Task item ▸
Gather every line below where "empties" appears.

•••

PR #5942, opened 2024-11-06
fix(crash): fsync heartbeat file writes

nkomonen-amazon:
## Problem

In our telemetry data we saw the following scenario:

- We saw a session (`7ebb2966-7e94-4177-80d9-c5a485511c13`) sending heartbeats as normal, with the latest one being at: `Nov 4, 2024 @ 03:35:45` (1730691345628). A heartbeat is simply a file with a timestamp value that is constantly updated.
- ~2 minutes later we see that this session was reported as crashed at `Nov 4, 2024 @ 03:37:32`, but the timestamp on the heartbeat file it read was `Nov 4, 2024 @ 03:05:45` (1730689545627)
- This does not make sense since the latest heartbeat was at `3:35`, but what was seen was `3:05`. 2 more heartbeats are known to have happened after `3:05` based on telemetry, but it looks like they somehow were not seen when the crash check happened

We already do handling for this edge case by...
  - After the heartbeat file is written, we immediately read to ensure it returns the content we just wrote
  - If a heartbeat write fails for any reason, we terminate all crash monitoring for that session and clean it up so that there is not a chance for it to be falsely reported as a crash.
  - For any error that happens, we report a telemetry event and collect them in a graph to see any significant ones 

## Solution

Even with the handling above we were still seeing odd amounts of sessions being reported as crashed, even though heartbeats were appropriately being sent.

A guess to why we still had issues is that even though a new heartbeat file write is successful, it does not truly propagate to all readers of it. `fsync` is a known solution for "finalizing" the change to disk as certain OS's may do things like caching a write and then eventually writing it to disk.

The solution we have is to use `fsync` after writing the heartbeat file. We will then monitor our telemetry dashboard to see if these issues drop.

### Additional

- On HB file deletions we will now clear the content of it first, then delete. This is due to an assumption that something is reading the previous text from the file even after it was deleted, such as an open file handle existing before delete.
  - Even if we have an empty HB file on disk [we handle that case gracefully](https://github.com/aws/aws-toolkit-vscode/blob/55e0b83aa13a09b49af5fe4db5b0d8879fd6f1dd/packages/core/src/shared/crashMonitoring.ts#L590)

---

### DIFF
--- a/packages/core/src/shared/crashMonitoring.ts
+++ b/packages/core/src/shared/crashMonitoring.ts
@@ -471,7 +471,7 @@ export class FileSystemState {
                 fileHandle = await nodeFs.open(filePath, 'w')
                 await fileHandle.writeFile(JSON.stringify({ ...this.ext, lastHeartbeat: now }, undefined, 4))
                 // Noticing that some file reads are not immediately available after write. `fsync` is known to address this.
-                await fileHandle!.sync()
+                await fileHandle.sync()
                 await fileHandle.close()
                 fileHandle = undefined
 
@@ -523,9 +523,17 @@ export class FileSystemState {
         // IMPORTANT: Must use NodeFs here since this is used during shutdown
         const func = async () => {
             const filePath = this.makeStateFilePath(ext)
+
             // Even when deleting a file, if there is an open file handle it may still exist. This empties the
             // contents, so that any following reads will get no data.
-            await nodeFs.writeFile(filePath, '')
+            let fileHandle: nodeFs.FileHandle | undefined
+            try {
+                fileHandle = await nodeFs.open(filePath, 'w')
+                await fileHandle.sync()
+            } finally {
+                await fileHandle?.close()
+            }
+
             await nodeFs.rm(filePath, { force: true })
         }
         const funcWithCtx = () => withFailCtx(ctx, func)
--- a/packages/core/src/shared/crashMonitoring.ts
+++ b/packages/core/src/shared/crashMonitoring.ts
@@ -179,7 +179,7 @@ class Heartbeat {
 
     public async start() {
         // Send an initial heartbeat immediately
-        await withFailCtx('initialSendHeartbeat', () => this.state.sendHeartbeat())
+        await withFailCtx('sendHeartbeatInitial', () => this.state.sendHeartbeat())
 
         // Send a heartbeat every interval
         this.intervalRef = globals.clock.setInterval(async () => {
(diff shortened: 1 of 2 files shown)


jpinkney-aws (approved):

packages/core/src/shared/crashMonitoring.ts
```diff
@@ -458,32 +462,34 @@ export class FileSystemState {
...
-                // So this is a sanity check.
-                await fs.delete(filePath, { force: true })
-
-                await fs.writeFile(filePath, JSON.stringify({ ...this.ext, lastHeartbeat: now }, undefined, 4))
-
-                // Sanity check to verify the write is accessible immediately after
+                fileHandle = await nodeFs.open(filePath, 'w')
+                await fileHandle.writeFile(JSON.stringify({ ...this.ext, lastHeartbeat: now }, undefined, 4))
+                // Noticing that some file reads are not immediately available after write. `fsync` is known to address this.
+                await fileHandle!.sync()
```
justinmk3, line 474:
```suggestion
                await fileHandle?.sync()
```

packages/core/src/shared/crashMonitoring.ts
```diff
@@ -458,32 +462,34 @@ export class FileSystemState {
...
+                await fileHandle.close()
+                fileHandle = undefined
+
+                // Sanity check to verify the latest write is accessible immediately
                 const heartbeatData = JSON.parse(await fs.readFileText(filePath)) as ExtInstanceHeartbeat
```
justinmk3, line 479: Can you confirm that here, `fs` is the vscode VFS while just above we are using the nodefs. If so, that would explain why the write is not necessarily immediately seen: the vscode VFS could have a extra cache layer or other indirection.

Is it actually required/intentional to use `fs` here or should we use nodefs for this part?

packages/core/src/shared/crashMonitoring.ts
```diff
@@ -515,7 +521,13 @@ export class FileSystemState {
 
     private async deleteHeartbeatFile(ext: ExtInstanceId | ExtInstance, ctx: string) {
         // IMPORTANT: Must use NodeFs here since this is used during shutdown
-        const func = () => nodeFs.rm(this.makeStateFilePath(ext), { force: true })
+        const func = async () => {
+            const filePath = this.makeStateFilePath(ext)
+            // Even when deleting a file, if there is an open file handle it may still exist. This empties the
+            // contents, so that any following reads will get no data.
+            await nodeFs.writeFile(filePath, '')
```
justinmk3, line 528: use truncate()? https://nodejs.org/api/fs.html#fstruncatepath-len-callback

packages/core/src/shared/crashMonitoring.ts
nkomonen-amazon: No explicit need for the VSC FS api here. I'll look to reduce its usage in case there is some layer of indirection underneath

packages/core/src/shared/crashMonitoring.ts
nkomonen-amazon: Found we can use `open()` with a `w` flag to do this. This also allows us to use `sync()` in this, which I should have done initially.

Issue #5495, opened 2024-08-24
ci: "Failed to watch /…/node_modules/…/package.json using fs.watch() … ENOSPC"


justinmk3:
## Problem

The `Linux Unit Tests` CI jobs show these (non-fatal, currently) errors indicating that something is crawling files in `node_modules` and trying to watch `package.json`

```
[File Watcher (parcel)] Inotify limit reached (ENOSPC) (path: /codebuild/output/src4054755577/src/github.com/aws/aws-toolkit-vscode/node_modules)
  file_editAwsFile telemetry
[File Watcher (node.js)] Failed to watch /codebuild/output/src4054755577/src/github.com/aws/aws-toolkit-vscode/node_modules/@types/readline-sync/package.json for changes using fs.watch() (Error: ENOSPC: System limit for number of file watchers reached, watch '/codebuild/output/src4054755577/src/github.com/aws/aws-toolkit-vscode/node_modules/@types/readline-sync/package.json')
[File Watcher (node.js)] Failed to watch /codebuild/output/src4054755577/src/github.com/aws/aws-toolkit-vscode/node_modules/@types/responselike/package.json for changes using fs.watch() (Error: ENOSPC: System limit for number of file watchers reached, watch '/codebuild/output/src4054755577/src/github.com/aws/aws-toolkit-vscode/node_modules/@types/responselike/package.json')
[File Watcher (node.js)] Failed to watch /codebuild/output/src4054755577/src/github.com/aws/aws-toolkit-vscode/node_modules/@types/retry/package.json for changes using fs.watch() (Error: ENOSPC: System limit for number of file watchers reached, watch '/codebuild/output/src4054755577/src/github.com/aws/aws-toolkit-vscode/node_modules/@types/retry/package.json')
[File Watcher (node.js)] Failed to watch /codebuild/output/src4054755577/src/github.com/aws/aws-toolkit-vscode/node_modules/@types/semver/package.json for changes using fs.watch() (Error: ENOSPC: System limit for number of file watchers reached, watch '/codebuild/output/src4054755577/src/github.com/aws/aws-toolkit-vscode/node_modules/@types/semver/package.json')
Unable to load and parse grammar for scope source.ssmjson from file:///codebuild/output/src4054755577/src/github.com/aws/aws-toolkit-vscode/packages/core/syntaxes/SSMJSON.tmLanguage { fileOperationResult: 1, options: { preferUnbuffered: true } }
    ✔ emits when opened by user (488ms)
[...]

Issue #5325, opened 2024-07-16
unreliable test: beforeEach..closeAllEditors failure in Amazon Q tests


justinmk3:
In CI, the Amazon Q tests sometimes fail : 

```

•••

Exercise response ▸
             // Even when deleting a file, if there is an open file handle it may still exist. This empties the
+            // Even when deleting a file, if there is an open file handle it may still exist. This empties the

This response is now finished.